I'd like details of the 70% house ownership data. Such as how many of those people are citizens, how many spend 6 months a year outside the country. Age composition etc. But there's some benefit to obfuscating the details to Canada. For one, 70% citizen ownership says that most of the houses are owned by CDN, so the compression trade should not be possible and houses prices are at their limit. Unless we can convince the rest of the 30% (which is what, our toddlers to teenagers?) to buy. However, if the 70% rate includes these globe trotters that moves around and are buying based on international prices, then buying houses is great.

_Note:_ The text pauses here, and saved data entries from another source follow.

PR #4362, opened 2020-06-09
fix(NavExpandable): add style.modifiers.expandable

### LINKED ISSUE #4360: Extra lines added between nav items in an expandable subnav list
The lines between the subnav items shouldn't be there. The parent `li.pf-c-nav__item` that serves as an expandable item with a subnav list inside needs the class `.pf-m-expandable`

Screen Shot 2020-06-09 at 9 35 26 AM

cc @tlabaj @mcarrano

redallen:
**What**: Closes #4360

**Additional issues**:


redallen:
@tlabaj Updated.

PR #4375, opened 2020-06-11
Chart: Tooltip legend updates

dlabrecq:
A couple updates for the chart tooltip legend. 

- Updated the stacked area example to use a legend
- Renamed `ChartLegendTooltipLegend` (sounds weird) as `ChartLegendTooltipContent`
- Tooltip flyout should  be overridable
- Added `isCursorTooltip` prop so `ChartTooltip` can be used instead of `ChartCursorTooltip`


redallen:
> Renamed ChartLegendTooltipLegend (sounds weird) as ChartLegendTooltipContent
Isn't this a breaking change? How old is ChartLegendTooltipLegend?

dlabrecq:
ChartLegendTooltipLegend is new and hasn't been promoted -- just don't like the name.

PR #4376, opened 2020-06-11
chore(charts): Doc update

dlabrecq:
Replaced old DefinitelyTyped comments with links to victory types


redallen:
I'm fixing the a11y tester right now. It's flaky.

PR #4384, opened 2020-06-15
Remove all references to FlexModifiers

DarrienG:
**What**: FlexModifiers no longer exists and results in a compile error if used in
a new project. Out it goes.

**Additional issues**:

No


DarrienG:
Issue: https://github.com/patternfly/patternfly-react/issues/4392

PR #4385, opened 2020-06-15
Set modal size in docs -> variant

DarrienG:
**What**: Modal doesn't use size anymore 🚮

**Additional issues**:

No


DarrienG:
Made issue documenting here: https://github.com/patternfly/patternfly-react/issues/4393

PR #4386, opened 2020-06-15
Ensure PagerHeaderToolsGroup visibility mods are optional

DarrienG:
**What**: 

In the official demos here:
https://www.patternfly.org/v4/documentation/react/demos/pagelayout

You can see from the horizontal nav example that only the default and lg
props are specified.

This is legal in JS and I assume is how it is expected to work. Set a
default and add exceptions for other sizes you'd like for other
properties.

In ts, there is a hard requirement on setting each of the properties
because it is typechecked unlike JS which is super tedious (especially
if you just want something to always be visible).

This brings the convenience of the JS examples to TS as well.

**Additional issues**:

No

### DIFF
--- a/packages/react-core/src/components/Page/PageHeaderToolsGroup.tsx
+++ b/packages/react-core/src/components/Page/PageHeaderToolsGroup.tsx
@@ -10,7 +10,7 @@ export interface PageHeaderToolsGroupProps extends React.HTMLProps<HTMLDivElemen
   className?: string;
   /** Visibility at various breakpoints. */
   visibility?: {
-    default: 'hidden' | 'visible';
+    default?: 'hidden' | 'visible';
     sm?: 'hidden' | 'visible';
     md?: 'hidden' | 'visible';
     lg?: 'hidden' | 'visible';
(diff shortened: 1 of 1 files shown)


DarrienG:
Added issue here: https://github.com/patternfly/patternfly-react/issues/4394

packages/react-core/src/components/Page/PageHeaderToolsGroup.tsx
```diff
@@ -11,11 +11,11 @@ export interface PageHeaderToolsGroupProps extends React.HTMLProps<HTMLDivElemen
   /** Visibility at various breakpoints. */
   visibility?: {
     default: 'hidden' | 'visible';
```
redallen, line 13: This should be optional too, no?

DarrienG: I figured the intent was that default is supposed to be enforced and exceptions specified, but now looking at how some of the other components work:

      <Flex direction={{}}>

Seems like default is generally optional. Let me update real quick...

DarrienG:
Yeah of course! It's a great library and I appreciate the work you folks have done on it as well.

Last commit should fix review comments.

PR #4387, opened 2020-06-15
Import TitleSizes in Title demo

DarrienG:
**What**: Include missing import in Title docs.

No issue for this that I know of.

Side Q - has there been any thought to having CI compile doc code? Sometimes it doesn't compile and there are warnings for it like extra imports that could be removed. I've been a little spoiled by [rust docs that do it automatically](https://doc.rust-lang.org/rustdoc/documentation-tests.html). 

**Additional issues**:

No


DarrienG:
Issue here: https://github.com/patternfly/patternfly-react/issues/4395

PR #4388, opened 2020-06-15
Fix/no anonymous functions

### LINKED ISSUE #4369: Make anonymous function components named
In all our projects, code like:
```tsx
export const AboutModalBoxCloseButton = ({
  className = '',
  'aria-label': ariaLabel = 'Close Dialog',
  ...props
}: AboutModalBoxCloseButtonProps) => ( ... );
```
gets compiled to anonymous CJS arrow functions:
```js
exports.AboutModalBoxCloseButton = (_a) => { ... };
```

However, for Enzyme (which uses CJS), we'd like our code to get compiled down to named components so we can write selectors like `view.find(AboutModalBoxCloseButton)`.

### ~~Named functions~~
This has been ruled out in favor of display names.

~~An alternative way to write our arrow functions to accomplish this is like:~~
```tsx
export function AboutModalBoxCloseButton({
  className = '',
  'aria-label': ariaLabel = 'Close Dialog',
  ...props
}: AboutModalBoxCloseButtonProps) {
  return ( ...  );
}
```
~~which gets compiled to CJS as a named function:~~
```js
function AboutModalBoxCloseButton(_a) { ... }
```

~~The types change slightly from:~~
```ts
export declare const AboutModalBoxCloseButton: React.FunctionComponent<AboutModalBoxCloseButtonProps>;
```
~~to~~
```ts
export declare function AboutModalBoxCloseButton({ className, onClose, 'aria-label': ariaLabel, ...props }: AboutModalBoxCloseButtonProps): JSX.Element;
```

~~... but these are compatible and _should_ be okay (see [blog post](https://blog.echobind.com/react-with-typescript-components-as-function-declarations-vs-function-expressions-e433ac8d6938) and [React.FC typing README](https://github.com/typescript-cheatsheets/react-typescript-cheatsheet/blob/master/README.md#function-components))~~

### Display names

An alternative way to write our arrow functions to accomplish this is like:
```tsx
export const AboutModalBoxCloseButton = ({
  className = '',
  'aria-label': ariaLabel = 'Close Dialog',
  ...props
}: AboutModalBoxCloseButtonProps) => ( ... );
AboutModalBoxCloseButton.displayName = 'AboutModalBoxCloseButton';
```

This works everywhere and the function name won't get obfuscated by Webpack's terser or other build tools so that React dev tools can pickup component names in our docs.

redallen:
**What**: Add an eslint rule to disallow anonymous functions for Enzyme and React dev tools' sake. Closes #4369

**Additional issues**:

### DIFF
--- a/packages/eslint-plugin-patternfly-react/lib/rules/no-anonymous-functions.js
+++ b/packages/eslint-plugin-patternfly-react/lib/rules/no-anonymous-functions.js
@@ -1,0 +1,68 @@
+// https://astexplorer.net/#/gist/60c119aa79dab3a3e438cc762d21490f/e2cdd0547688a64eff1d8964156cfd8fce55d21d
+module.exports = {
+  meta: {
+    docs: {
+      description:
+        "Don't use anonmous functions without a displayName so Enzyme and React devtools show component name",
+      category: 'Possible Errors',
+      recommended: false
+    },
+    fixable: 'code',
+    schema: [
+      {
+        type: 'object',
+        properties: {},
+        additionalProperties: true
+      }
+    ]
+  },
+  create(context) {
+    return {
+      ExportNamedDeclaration(node) {
+        if (!node.declaration || node.declaration.type !== 'VariableDeclaration') {
+          return;
+        }
+        const declaration = node.declaration.declarations['0'];
+        if (!declaration || !declaration.init || declaration.init.type !== 'ArrowFunctionExpression') {
+          return;
+        }
+        const typeAnnotation = declaration.id.typeAnnotation;
+        if (
+          typeAnnotation &&
+          typeAnnotation.typeAnnotation &&
+          typeAnnotation.typeAnnotation.typeName &&
+          typeAnnotation.typeAnnotation.typeName.left &&
+          typeAnnotation.typeAnnotation.typeName.left.name === 'React' &&
+          ['FunctionComponent', 'FC', 'SFC'].includes(typeAnnotation.typeAnnotation.typeName.right.name)
+        ) {
+          context.report({
+            node,
+            message: `${declaration.id.name}: Do not use an anonymous arrow function export. Use a named function export instead.`,
+            fix(fixer) {
+              const declarationNode = context.getSourceCode().getFirstToken(node.declaration);
+              const initBody = declaration.init.body;
+              const equalsToken = context.getSourceCode().getTokenAfter(declaration.id);
+              const fixes = [
+                fixer.replaceText(declarationNode, 'function'), // export (const|var) -> export function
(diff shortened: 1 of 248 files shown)


packages/react-core/src/components/DataList/DataListToggle.tsx
```diff
@@ -21,29 +21,34 @@ export interface DataListToggleProps extends React.HTMLProps<HTMLDivElement> {
   'aria-controls'?: string;
 }
 
-export const DataListToggle: React.FunctionComponent<DataListToggleProps> = ({
+/**
```
seanforyou23, line 24: What's the value in adding so many instances of this empty comment block? If it's only to satisfy eslint, we should handle it another way. We could either actually add text to these comments so they serve a purpose, or we could exclude this from being something that eslint requires. I think either way would be better than bloating the codebase with the empty comments.

test.js
```diff
@@ -0,0 +1,15 @@
+const fs = require('fs');
+const reactDocgen = require('react-docgen');
+
+const sourcePath = require.resolve('@patternfly/react-catalog-view-extension/src/components/CatalogTile/CatalogTileBadge.tsx');
+const sourceText = fs.readFileSync(sourcePath, 'utf8');
+
+
```
seanforyou23, line 7: Can remove space

test.js
```diff
@@ -0,0 +1,15 @@
...
+const parsedComponents = reactDocgen.parse(
+  sourceText,
+  reactDocgen.resolver.findAllExportedComponentDefinitions,
+  null,
+  { filename: sourcePath }
+);
+
+console.dir(parsedComponents, { depth: 4 })
```
seanforyou23, line 15: Can we add a newline?

packages/eslint-plugin-patternfly-react/lib/rules/no-anonymous-functions.js
```diff
@@ -0,0 +1,68 @@
...
+            fix(fixer) {
+              const declarationNode = context.getSourceCode().getFirstToken(node.declaration);
+              const initBody = declaration.init.body;
+              const equalsToken = context.getSourceCode().getTokenAfter(declaration.id);
+              const fixes = [
+                fixer.replaceText(declarationNode, 'function'), // export (const|var) -> export function
+                fixer.remove(typeAnnotation), // remove : React.FunctionComponent<AboutModalBoxCloseButtonProps>
+                fixer.remove(equalsToken) // remove =
+              ];
+              // () => (<div></div>) -> function() { return (<div></div>) }
```
seanforyou23, line 50: Can we remove it?

redallen:
Closing this in favor of adding `displayName`s. That should address @jschuler 's feedback in Slack that the production builds are missing component names in the React devtools and @seanforyou23 's feedback about the empty comment blocks

Issue #4311, opened 2020-05-29
Table: Rendering issues of virtualized table causing performance and display issues in OpenShift 


jcaianirh:
**Describe the issue. What is the expected and unexpected behavior?**
Specifically, pf4 tables vs pf3 tables scrolling is noticeably degraded. The PF4 table scrolling is choppy and jumpy by comparison. 

This issue is reproducible with the Patternfly sample paes. The scrolling is re-rendering rows on every pixel movement. (See the screenshot attached) This re render did not occur on pf3 tables.

**Display of rerender of every row on scroll:**
![virtualscroller](https://user-images.githubusercontent.com/35978579/83284533-c6cc2000-a1aa-11ea-93dc-b003f643d6c4.gif)

**Display of render issue on filter**
![render-issue](https://user-images.githubusercontent.com/35978579/83285132-be281980-a1ab-11ea-8b3b-914eaa44b53f.gif)

**Please provide the steps to reproduce. Feel free to link CodeSandbox or another tool.**

**Is this a bug or enhancement? 
Openshift Bugs related: https://issues.redhat.com/browse/CONSOLE-1532
https://bugzilla.redhat.com/show_bug.cgi?id=1819752
https://bugzilla.redhat.com/show_bug.cgi?id=1795305
https://bugzilla.redhat.com/show_bug.cgi?id=1805918
cc: @janwright73

kmcfaul:
Re: the re-rendering, both pf3 and pf4 source their virtualized scrolling from the `react-virtualized` library with minor changes in pf4's [copy](https://github.com/patternfly/patternfly-react/pull/2011) that shouldn't impact performance. The examples in the docs have a small overscan index of 2 so that could be why they update more often. It is possible the difference lies in Table, so I am continuing to investigate.

Re: the filtering bug, I have not been able to reproduce this behavior so far after adding a filterable table demo to the virtualized docs (can be looked at in this [WIP PR](https://github.com/patternfly/patternfly-react/pull/4389) with [surge](https://patternfly-react-pr-4389.surge.sh/documentation/react/extensions/virtualizedtable#filterable)). Are you getting any console errors/warnings when the white space appears?

jcaianirh:
@kmcfaul with the filtering issue: no console errors or warnings when this occurs. But one other clue, is that subsequent scrolling on the page rerenders the component correctly, and the blank space is removed.

tlabaj:
closed by #4389

PR #4389, opened 2020-06-15
feat(react-virtualized-extension docs): add filterable demo, fix for filtering+scrolling

kmcfaul:
**What**: fix for filtering in #4311


kmcfaul:
Updated demo to include WindowScroller to better match the Openshift use case.

Discovered an (open bug)[https://github.com/bvaughn/react-virtualized/issues/1402] in `react-virtualized` that was causing the intermittent scroll gap when filtering. Reverting `VirtualGrid` to a previous iteration fixes this issue, though I'm unsure if it will introduce other bugs in the future.

PR #4390, opened 2020-06-15
improvement(Topology): Allows a promise to be returned by the create connector callback

jeff-phillips-18:
For instances where some computation may be necessary, allow a promise to be returned to the create connector callback.

/cc @christianvogt

### DIFF
--- a/packages/react-integration/demo-app-ts/src/components/demos/TopologyDemo/Connectors.tsx
+++ b/packages/react-integration/demo-app-ts/src/components/demos/TopologyDemo/Connectors.tsx
@@ -210,7 +210,13 @@ export const CreateConnector = withTopologySetup(() => {
         }
         if (kind === ModelKind.node) {
           return withCreateConnector(
-            (source: Node, target: Node | Graph, event: DragEvent, choice: ColorChoice | undefined): any[] | null => {
+            (
+              source: Node,
+              target: Node | Graph,
+              event: DragEvent,
+              dropHints: string[],
+              choice: ColorChoice | undefined
+            ): ColorChoice[] | void => {
               if (!choice) {
                 return [{ label: 'Create Annotation', color: 'red' }, { label: 'Create Binding', color: 'green' }];
               }
@@ -246,7 +252,6 @@ export const CreateConnector = withTopologySetup(() => {
                 }
               });
               controller.fromModel(model);
-              return null;
             }
           )(
             withDndDrop<Node, any, { droppable?: boolean; hover?: boolean; canDrop?: boolean }, NodeProps>({
--- a/packages/react-topology/src/behavior/withCreateConnector.tsx
+++ b/packages/react-topology/src/behavior/withCreateConnector.tsx
@@ -6,7 +6,14 @@ import Point from '../geom/Point';
 import Layer from '../components/layers/Layer';
 import { ContextMenu, ContextMenuItem } from '../components/contextmenu';
 import { Node, isNode, AnchorEnd, GraphElement, isGraph, Graph } from '../types';
-import { DragSourceSpec, DragSourceMonitor, DragEvent } from './dnd-types';
+import {
+  DragSourceSpec,
+  DragSourceMonitor,
+  DragEvent,
+  DragObjectWithType,
+  DragSpecOperationType,
+  DragOperationWithType
+} from './dnd-types';
 import { useDndDrag } from './useDndDrag';
 
 export const CREATE_CONNECTOR_OPERATION = '#createconnector#';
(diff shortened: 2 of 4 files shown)


packages/react-integration/demo-app-ts/src/components/demos/TopologyDemo/Connectors.tsx
```diff
@@ -210,9 +210,18 @@ export const CreateConnector = withTopologySetup(() => {
...
         if (kind === ModelKind.node) {
           return withCreateConnector(
-            (source: Node, target: Node | Graph, event: DragEvent, choice: ColorChoice | undefined): any[] | null => {
+            (
+              source: Node,
+              target: Node | Graph,
+              event: DragEvent,
+              dropHints: string[],
+              choice: ColorChoice | undefined
+            ): Promise<any[] | null> => {
```
christianvogt, line 219:
```suggestion
            ): ColorChoice[] | void => {
```

packages/react-integration/demo-app-ts/src/components/demos/TopologyDemo/Connectors.tsx
```diff
@@ -210,9 +210,18 @@ export const CreateConnector = withTopologySetup(() => {
...
               if (!choice) {
-                return [{ label: 'Create Annotation', color: 'red' }, { label: 'Create Binding', color: 'green' }];
+                return Promise.resolve([
+                  { label: 'Create Annotation', color: 'red' },
+                  { label: 'Create Binding', color: 'green' }
+                ]);
```
christianvogt, line 224: Remove `Promise` from this example:
```suggestion
                return [{ label: 'Create Annotation', color: 'red' }, { label: 'Create Binding', color: 'green' }];
```

packages/react-integration/demo-app-ts/src/components/demos/TopologyDemo/Connectors.tsx
```diff
@@ -246,7 +255,7 @@ export const CreateConnector = withTopologySetup(() => {
                 }
               });
               controller.fromModel(model);
-              return null;
+              return Promise.resolve(null);
```
christianvogt, line 258: Remove this return statement as we can return void.
```suggestion
```

packages/react-topology/src/behavior/withCreateConnector.tsx
```diff
@@ -37,8 +37,15 @@ type CreateConnectorWidgetProps = {
...
+    dropHints?: string[] | undefined,
     choice?: ConnectorChoice
-  ) => ConnectorChoice[] | void | undefined | null | React.ReactElement[];
+  ) =>
+    | Promise<ConnectorChoice[] | void | undefined | null | React.ReactElement[]>
+    | ConnectorChoice[]
+    | void
+    | undefined
+    | null
+    | React.ReactElement[];
```
christianvogt, line 48: Add new type. No idea why we originally had `React.ReactElement[]` in the return type, so let's remove that as well.
```
type OnCreateResult = ConnectorChoice[] | void | undefined | null;
```

```suggestion
  ) => Promise<OnCreateResult> | OnCreateResult;
```

packages/react-topology/src/behavior/withCreateConnector.tsx
```diff
@@ -87,14 +94,28 @@ const CreateConnectorWidget: React.FC<CreateConnectorWidgetProps> = observer(pro
       end: (dropResult: GraphElement, monitor: DragSourceMonitor, dragProps: any) => {
```
christianvogt, line 94: Update `dragProps: CreateConnectorWidgetProps` to remove the use of `any`.
Also for the `drag` function above.

packages/react-topology/src/behavior/withCreateConnector.tsx
```diff
@@ -87,14 +94,28 @@ const CreateConnectorWidget: React.FC<CreateConnectorWidgetProps> = observer(pro
...
         const event = monitor.getDragEvent();
         if ((isNode(dropResult) || isGraph(dropResult)) && event) {
-          const choices = dragProps.onCreate(dragProps.element, dropResult, event);
-          if (choices && choices.length) {
-            setPrompt({ element: dragProps.element, target: dropResult, event, choices });
+          const handleResults = (choices: ConnectorChoice[]) => {
```
christianvogt, line 97: This `end` function could be simplified to this I believe:
```
      end: async (dropResult: GraphElement, monitor: DragSourceMonitor, dragProps: CreateConnectorWidgetProps) => {
        const event = monitor.getDragEvent();
        if ((isNode(dropResult) || isGraph(dropResult)) && event) {
          const choices = await dragProps.onCreate(dragProps.element, dropResult, event, monitor.getDropHints());
          if (choices && choices.length) {
            setPrompt({ element: dragProps.element, target: dropResult, event, choices });
            return;
          }
        }
        setActive(false);
        dragProps.onKeepAlive(false);
      },
```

If this is what BMO is seeing, then charge ahead.


----------



## stephenheath (Apr 3, 2009)

I believe it was ... omg, I swear alzheimers is setting in... the mortgage brokers blog that I have bookmarked at work... anyway, they had a statistic that the vast majority of people renewing their mortgages do so at the same bank, without dickering with terms. We also have the banks, over the past few years, replacing their preferred shares and bonds with new series with rock bottom prices. Because of the way interest rate differentials work, not many people would refi to get this rate, it's only new home buyers... buying into one of the highest priced markets which over the 25 years should give increasing interest rates. These are exactly the kind of people you want to take the hit to lock in... because in 5 years, then 10 years, and so on, you're going to have them renewing at much higher yields.... and the best part is, cash is so cheap it's not even a loss leader, just a lower margin.


----------



## KaeJS (Sep 28, 2010)

Causalien said:


> You might be biased KaeJS because of your work.


I can see how you'd think that and I completely understand.

However, I know that is not the case.

I'm looking at it this way - BMO is grabbing clients left, right and center with this 2.99% Mortgage offer and essentially locking in clients for 5 or 10 years. Then, after the term is up in 5 years and interest rates are (hopefully) higher, where will these clients turn? Well, they'll probably renew their mortgage with BMO.

I look at it as an opportunity for BMO to "steal" market share.

Is 2.99% a little on the low side? Yes. But that's why it is only offered for a couple weeks. After that, it's back to 3.49%+ on a 5 year Fixed.

I think it's a brilliant idea, speaking from a shareholder's perspective.

If it wasn't, would Royal Bank follow suit?

In any case, I think its tough to say that a bank almost 200 years old is insolvent.


----------



## Causalien (Apr 4, 2009)

It makes sense if the default rate of these people are manageable and this is where being an insider helps. Who are getting these mortgages and what is their financial situation? From an outsider, the only prudent thing to do is to assume worst case scenario.


----------



## Argonaut (Dec 7, 2010)

Causalien said:


> From an outsider, the only prudent thing to do is to assume worst case scenario.


Worst case Ontario.


----------



## KaeJS (Sep 28, 2010)

Causalien said:


> It makes sense if the default rate of these people are manageable and this is where being an insider helps. Who are getting these mortgages and what is their financial situation? From an outsider, the only prudent thing to do is to assume worst case scenario.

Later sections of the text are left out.